What to do >> The required output is the exact run of lines below that opens at the line with "for existing users)." and closes at the line with "## Design notes".

==== Material shown ====

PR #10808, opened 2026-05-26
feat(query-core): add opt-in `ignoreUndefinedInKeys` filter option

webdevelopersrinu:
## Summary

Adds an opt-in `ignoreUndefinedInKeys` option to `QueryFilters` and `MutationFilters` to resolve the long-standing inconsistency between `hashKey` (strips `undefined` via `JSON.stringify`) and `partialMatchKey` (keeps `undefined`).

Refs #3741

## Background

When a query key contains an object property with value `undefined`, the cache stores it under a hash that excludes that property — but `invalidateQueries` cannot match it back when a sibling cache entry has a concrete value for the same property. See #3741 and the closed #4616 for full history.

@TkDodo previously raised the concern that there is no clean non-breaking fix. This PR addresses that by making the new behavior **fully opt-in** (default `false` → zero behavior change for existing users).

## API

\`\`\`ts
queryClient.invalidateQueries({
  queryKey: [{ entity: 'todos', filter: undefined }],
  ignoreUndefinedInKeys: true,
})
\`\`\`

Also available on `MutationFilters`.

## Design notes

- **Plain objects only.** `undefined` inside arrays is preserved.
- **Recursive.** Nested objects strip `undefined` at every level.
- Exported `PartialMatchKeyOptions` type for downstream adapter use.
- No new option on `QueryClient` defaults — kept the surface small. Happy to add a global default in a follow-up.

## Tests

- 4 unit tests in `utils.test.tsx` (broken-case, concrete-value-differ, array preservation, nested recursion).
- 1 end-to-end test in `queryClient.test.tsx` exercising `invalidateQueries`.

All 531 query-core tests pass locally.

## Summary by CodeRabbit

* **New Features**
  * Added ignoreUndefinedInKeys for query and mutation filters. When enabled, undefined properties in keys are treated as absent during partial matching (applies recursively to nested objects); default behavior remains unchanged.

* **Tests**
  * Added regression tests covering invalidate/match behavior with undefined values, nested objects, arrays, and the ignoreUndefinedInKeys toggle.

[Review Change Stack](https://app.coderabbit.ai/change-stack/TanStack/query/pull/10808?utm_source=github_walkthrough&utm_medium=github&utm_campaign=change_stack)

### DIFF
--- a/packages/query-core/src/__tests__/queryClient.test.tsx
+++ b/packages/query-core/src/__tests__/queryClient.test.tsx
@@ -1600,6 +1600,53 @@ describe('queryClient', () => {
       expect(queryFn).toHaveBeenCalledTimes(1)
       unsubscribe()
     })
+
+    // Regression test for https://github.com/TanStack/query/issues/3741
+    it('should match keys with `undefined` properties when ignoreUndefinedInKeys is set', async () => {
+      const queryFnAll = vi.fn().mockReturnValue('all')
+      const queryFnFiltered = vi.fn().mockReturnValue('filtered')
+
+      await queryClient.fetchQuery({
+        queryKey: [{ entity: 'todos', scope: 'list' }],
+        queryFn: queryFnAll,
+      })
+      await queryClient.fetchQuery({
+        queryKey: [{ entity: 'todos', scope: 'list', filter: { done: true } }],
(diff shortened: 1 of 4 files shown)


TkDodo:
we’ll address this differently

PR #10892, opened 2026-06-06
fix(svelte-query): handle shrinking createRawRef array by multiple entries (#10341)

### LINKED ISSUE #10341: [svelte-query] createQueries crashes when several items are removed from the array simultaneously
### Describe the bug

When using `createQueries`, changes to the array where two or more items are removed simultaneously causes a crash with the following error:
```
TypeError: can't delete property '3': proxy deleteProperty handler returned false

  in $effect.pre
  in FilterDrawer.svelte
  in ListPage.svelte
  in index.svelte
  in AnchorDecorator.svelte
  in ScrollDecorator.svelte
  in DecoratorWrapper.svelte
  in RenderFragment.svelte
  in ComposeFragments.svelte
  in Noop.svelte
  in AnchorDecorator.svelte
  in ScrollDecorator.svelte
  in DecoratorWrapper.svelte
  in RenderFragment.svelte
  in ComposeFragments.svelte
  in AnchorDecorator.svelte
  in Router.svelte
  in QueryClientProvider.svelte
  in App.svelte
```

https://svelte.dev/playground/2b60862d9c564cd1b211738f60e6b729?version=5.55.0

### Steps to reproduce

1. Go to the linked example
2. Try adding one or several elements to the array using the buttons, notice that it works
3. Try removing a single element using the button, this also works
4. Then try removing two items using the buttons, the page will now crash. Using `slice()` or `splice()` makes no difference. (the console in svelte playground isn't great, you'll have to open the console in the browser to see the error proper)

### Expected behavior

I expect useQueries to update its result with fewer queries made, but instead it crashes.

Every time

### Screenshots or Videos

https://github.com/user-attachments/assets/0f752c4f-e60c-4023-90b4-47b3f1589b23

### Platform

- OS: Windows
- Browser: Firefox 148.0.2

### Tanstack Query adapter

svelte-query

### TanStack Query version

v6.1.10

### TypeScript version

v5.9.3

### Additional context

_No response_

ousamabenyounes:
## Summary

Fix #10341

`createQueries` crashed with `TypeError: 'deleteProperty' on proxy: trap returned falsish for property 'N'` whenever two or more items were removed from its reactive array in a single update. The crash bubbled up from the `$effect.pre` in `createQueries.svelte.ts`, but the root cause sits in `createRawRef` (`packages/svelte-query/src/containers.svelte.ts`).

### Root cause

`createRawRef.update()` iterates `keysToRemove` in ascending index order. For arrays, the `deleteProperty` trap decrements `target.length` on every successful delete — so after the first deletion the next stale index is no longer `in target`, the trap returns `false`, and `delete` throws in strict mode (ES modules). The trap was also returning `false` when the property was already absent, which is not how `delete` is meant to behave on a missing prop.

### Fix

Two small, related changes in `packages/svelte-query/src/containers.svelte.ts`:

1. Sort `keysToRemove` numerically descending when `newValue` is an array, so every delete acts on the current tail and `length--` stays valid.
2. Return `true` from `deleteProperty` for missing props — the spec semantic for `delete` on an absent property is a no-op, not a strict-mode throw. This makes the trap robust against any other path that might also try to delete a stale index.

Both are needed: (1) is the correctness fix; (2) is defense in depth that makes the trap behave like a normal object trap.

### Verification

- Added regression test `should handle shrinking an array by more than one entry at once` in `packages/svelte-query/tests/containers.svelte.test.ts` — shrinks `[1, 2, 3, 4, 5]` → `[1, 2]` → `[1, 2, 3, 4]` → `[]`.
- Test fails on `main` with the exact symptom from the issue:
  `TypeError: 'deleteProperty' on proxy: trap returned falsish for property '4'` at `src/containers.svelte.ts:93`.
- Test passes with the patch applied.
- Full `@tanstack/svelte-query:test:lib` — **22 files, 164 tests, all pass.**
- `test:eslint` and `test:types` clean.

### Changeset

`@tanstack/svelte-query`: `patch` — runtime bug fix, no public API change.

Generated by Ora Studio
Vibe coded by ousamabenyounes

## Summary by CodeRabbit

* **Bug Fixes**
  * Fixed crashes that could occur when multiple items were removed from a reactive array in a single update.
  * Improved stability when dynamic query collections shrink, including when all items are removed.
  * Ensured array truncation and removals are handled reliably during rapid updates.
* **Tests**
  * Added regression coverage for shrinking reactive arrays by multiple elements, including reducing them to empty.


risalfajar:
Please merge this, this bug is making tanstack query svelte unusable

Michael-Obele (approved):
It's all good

====
==== Material shown ====

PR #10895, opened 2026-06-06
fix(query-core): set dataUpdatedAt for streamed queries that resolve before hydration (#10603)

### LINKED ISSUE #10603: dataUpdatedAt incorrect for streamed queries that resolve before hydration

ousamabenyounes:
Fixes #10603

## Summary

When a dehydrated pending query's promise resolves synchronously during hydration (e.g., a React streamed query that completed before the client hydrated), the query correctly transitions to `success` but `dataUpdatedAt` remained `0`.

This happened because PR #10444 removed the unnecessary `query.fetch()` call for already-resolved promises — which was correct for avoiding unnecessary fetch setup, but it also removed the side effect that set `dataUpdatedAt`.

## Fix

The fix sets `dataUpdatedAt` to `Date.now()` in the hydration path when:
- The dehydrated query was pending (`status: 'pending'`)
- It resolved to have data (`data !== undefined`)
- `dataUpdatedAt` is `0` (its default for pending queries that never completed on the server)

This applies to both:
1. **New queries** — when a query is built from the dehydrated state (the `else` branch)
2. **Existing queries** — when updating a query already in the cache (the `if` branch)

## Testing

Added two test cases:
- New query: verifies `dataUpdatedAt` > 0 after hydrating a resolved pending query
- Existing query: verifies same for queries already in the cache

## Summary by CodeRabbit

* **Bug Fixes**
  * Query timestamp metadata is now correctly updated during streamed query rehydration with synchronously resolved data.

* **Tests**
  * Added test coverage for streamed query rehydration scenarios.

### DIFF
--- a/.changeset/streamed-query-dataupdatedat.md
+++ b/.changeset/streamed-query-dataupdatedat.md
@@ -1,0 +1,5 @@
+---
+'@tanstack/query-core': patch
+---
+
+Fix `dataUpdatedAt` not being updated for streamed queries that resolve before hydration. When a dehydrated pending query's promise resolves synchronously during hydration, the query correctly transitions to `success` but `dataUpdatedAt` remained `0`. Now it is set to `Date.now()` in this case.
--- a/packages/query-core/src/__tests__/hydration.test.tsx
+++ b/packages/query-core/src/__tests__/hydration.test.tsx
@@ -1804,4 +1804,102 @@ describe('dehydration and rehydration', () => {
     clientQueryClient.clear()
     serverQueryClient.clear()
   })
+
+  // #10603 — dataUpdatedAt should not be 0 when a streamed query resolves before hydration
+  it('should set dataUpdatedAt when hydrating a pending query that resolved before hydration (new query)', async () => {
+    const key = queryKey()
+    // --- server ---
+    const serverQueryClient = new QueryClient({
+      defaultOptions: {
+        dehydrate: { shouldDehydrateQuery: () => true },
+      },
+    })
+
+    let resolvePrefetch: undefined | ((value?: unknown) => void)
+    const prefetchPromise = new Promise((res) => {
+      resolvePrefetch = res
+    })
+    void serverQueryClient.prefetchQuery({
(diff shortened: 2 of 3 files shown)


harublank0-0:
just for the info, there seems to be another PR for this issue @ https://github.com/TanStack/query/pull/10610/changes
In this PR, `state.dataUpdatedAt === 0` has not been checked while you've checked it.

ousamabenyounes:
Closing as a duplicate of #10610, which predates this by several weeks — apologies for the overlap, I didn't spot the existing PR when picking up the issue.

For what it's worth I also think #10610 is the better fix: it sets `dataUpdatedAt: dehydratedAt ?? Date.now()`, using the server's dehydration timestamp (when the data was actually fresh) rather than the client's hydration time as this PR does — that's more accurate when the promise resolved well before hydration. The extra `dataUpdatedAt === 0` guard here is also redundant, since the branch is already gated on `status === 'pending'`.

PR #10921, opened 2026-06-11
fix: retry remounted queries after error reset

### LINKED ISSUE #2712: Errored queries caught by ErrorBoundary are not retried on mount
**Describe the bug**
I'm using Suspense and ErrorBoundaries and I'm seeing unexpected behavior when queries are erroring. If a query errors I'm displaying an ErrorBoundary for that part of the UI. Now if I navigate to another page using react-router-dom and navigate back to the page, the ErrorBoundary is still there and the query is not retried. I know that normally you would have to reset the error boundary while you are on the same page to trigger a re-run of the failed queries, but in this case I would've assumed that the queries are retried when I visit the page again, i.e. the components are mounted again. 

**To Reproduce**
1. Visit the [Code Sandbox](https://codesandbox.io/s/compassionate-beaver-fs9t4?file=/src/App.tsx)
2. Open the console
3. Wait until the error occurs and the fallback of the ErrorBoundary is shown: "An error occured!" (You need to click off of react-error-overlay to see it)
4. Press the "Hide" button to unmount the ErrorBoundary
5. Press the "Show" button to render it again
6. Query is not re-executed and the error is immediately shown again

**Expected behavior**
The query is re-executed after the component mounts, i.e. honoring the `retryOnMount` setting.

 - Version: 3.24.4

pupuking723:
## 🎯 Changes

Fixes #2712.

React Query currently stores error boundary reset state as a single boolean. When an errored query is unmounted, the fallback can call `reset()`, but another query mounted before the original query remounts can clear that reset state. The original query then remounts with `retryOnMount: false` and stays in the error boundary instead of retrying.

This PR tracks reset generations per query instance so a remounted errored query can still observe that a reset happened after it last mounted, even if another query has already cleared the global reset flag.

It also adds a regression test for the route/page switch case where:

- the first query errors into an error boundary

====
==== Material shown ====

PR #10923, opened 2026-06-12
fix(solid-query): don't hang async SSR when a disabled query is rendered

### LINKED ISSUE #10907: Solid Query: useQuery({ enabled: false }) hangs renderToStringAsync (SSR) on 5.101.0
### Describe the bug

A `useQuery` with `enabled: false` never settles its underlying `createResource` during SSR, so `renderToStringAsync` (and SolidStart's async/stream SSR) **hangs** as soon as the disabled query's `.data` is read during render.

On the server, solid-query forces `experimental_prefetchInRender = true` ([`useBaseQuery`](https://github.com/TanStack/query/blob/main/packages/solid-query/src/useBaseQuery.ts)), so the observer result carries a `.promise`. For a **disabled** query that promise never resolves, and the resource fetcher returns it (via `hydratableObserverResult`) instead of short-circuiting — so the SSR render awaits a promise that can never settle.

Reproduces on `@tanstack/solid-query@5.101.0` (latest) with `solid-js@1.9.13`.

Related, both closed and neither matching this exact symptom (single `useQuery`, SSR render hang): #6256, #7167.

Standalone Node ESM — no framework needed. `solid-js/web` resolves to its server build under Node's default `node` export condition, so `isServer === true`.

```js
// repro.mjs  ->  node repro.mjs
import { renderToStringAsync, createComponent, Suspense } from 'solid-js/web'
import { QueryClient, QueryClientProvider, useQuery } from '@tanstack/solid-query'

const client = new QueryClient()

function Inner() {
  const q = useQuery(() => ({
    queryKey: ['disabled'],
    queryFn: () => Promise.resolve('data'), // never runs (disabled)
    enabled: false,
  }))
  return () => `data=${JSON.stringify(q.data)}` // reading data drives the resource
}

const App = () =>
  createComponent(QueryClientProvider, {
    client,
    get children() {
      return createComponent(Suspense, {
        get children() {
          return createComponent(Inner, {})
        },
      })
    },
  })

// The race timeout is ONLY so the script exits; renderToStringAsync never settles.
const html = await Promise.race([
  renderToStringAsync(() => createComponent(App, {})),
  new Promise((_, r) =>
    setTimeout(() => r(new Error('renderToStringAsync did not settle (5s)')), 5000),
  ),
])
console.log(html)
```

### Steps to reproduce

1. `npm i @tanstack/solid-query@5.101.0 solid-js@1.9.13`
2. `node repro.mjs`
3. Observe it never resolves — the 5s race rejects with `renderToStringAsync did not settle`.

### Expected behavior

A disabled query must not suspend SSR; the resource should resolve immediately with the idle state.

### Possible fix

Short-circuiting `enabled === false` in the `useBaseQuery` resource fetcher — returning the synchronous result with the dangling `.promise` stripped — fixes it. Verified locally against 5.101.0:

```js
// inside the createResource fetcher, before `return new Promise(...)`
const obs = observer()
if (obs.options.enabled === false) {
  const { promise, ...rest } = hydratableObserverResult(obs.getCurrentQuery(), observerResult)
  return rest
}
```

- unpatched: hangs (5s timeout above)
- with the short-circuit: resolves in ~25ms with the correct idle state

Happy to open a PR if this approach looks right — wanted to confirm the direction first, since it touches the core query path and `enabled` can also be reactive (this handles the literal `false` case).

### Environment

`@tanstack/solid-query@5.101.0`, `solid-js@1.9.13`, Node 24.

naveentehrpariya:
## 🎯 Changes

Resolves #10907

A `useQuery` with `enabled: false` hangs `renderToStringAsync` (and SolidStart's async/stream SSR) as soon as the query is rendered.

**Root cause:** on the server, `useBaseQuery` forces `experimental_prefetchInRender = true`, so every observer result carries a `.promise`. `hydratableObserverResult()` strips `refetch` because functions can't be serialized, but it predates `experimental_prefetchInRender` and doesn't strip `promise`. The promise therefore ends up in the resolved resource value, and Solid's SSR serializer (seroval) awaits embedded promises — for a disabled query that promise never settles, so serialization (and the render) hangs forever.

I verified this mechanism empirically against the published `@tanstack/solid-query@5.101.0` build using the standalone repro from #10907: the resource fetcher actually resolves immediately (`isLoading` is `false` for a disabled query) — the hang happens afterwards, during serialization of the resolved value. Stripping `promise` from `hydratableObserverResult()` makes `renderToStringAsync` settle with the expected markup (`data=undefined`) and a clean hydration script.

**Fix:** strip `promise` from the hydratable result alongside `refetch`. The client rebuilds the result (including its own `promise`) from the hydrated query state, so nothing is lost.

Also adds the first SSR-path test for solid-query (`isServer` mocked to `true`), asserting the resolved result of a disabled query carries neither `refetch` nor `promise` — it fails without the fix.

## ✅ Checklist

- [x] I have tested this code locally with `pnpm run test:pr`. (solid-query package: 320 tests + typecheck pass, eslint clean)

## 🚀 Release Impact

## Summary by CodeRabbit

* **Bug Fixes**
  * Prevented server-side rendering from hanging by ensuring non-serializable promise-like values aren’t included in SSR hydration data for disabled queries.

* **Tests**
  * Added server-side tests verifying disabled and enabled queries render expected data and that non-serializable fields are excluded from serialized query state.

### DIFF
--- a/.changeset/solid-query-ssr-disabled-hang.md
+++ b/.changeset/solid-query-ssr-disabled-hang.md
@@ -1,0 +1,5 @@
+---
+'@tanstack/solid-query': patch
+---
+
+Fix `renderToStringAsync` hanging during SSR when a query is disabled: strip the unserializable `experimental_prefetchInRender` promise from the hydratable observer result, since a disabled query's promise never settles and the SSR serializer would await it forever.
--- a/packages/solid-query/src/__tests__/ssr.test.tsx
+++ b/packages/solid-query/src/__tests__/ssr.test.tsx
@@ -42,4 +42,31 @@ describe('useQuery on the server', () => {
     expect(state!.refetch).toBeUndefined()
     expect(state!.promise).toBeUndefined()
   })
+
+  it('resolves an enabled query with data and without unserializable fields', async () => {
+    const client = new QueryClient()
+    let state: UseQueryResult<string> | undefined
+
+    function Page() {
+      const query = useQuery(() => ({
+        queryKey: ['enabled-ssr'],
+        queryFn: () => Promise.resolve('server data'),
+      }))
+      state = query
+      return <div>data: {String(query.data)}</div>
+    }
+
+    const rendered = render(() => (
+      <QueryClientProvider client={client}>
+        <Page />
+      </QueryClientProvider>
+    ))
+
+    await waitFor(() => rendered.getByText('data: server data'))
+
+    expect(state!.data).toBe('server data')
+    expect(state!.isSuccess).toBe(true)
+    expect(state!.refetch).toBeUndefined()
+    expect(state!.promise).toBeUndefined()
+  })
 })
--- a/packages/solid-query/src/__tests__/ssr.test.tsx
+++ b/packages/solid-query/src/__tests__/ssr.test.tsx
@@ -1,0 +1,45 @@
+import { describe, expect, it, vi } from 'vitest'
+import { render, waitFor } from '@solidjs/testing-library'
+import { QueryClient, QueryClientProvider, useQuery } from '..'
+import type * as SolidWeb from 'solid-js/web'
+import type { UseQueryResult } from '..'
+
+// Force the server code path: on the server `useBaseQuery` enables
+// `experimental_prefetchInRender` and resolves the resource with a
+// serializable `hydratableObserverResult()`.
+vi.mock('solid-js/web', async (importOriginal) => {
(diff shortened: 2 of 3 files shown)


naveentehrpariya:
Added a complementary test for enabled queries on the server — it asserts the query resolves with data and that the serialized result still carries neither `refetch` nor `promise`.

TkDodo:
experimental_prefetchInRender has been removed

====

Response >>
@TkDodo previously raised the concern that there is no clean non-breaking fix. This PR addresses that by making the new behavior **fully opt-in** (default `false` → zero behavior change for existing users).

## API

\`\`\`ts
queryClient.invalidateQueries({
  queryKey: [{ entity: 'todos', filter: undefined }],
  ignoreUndefinedInKeys: true,
})
\`\`\`

Also available on `MutationFilters`.

## Design notes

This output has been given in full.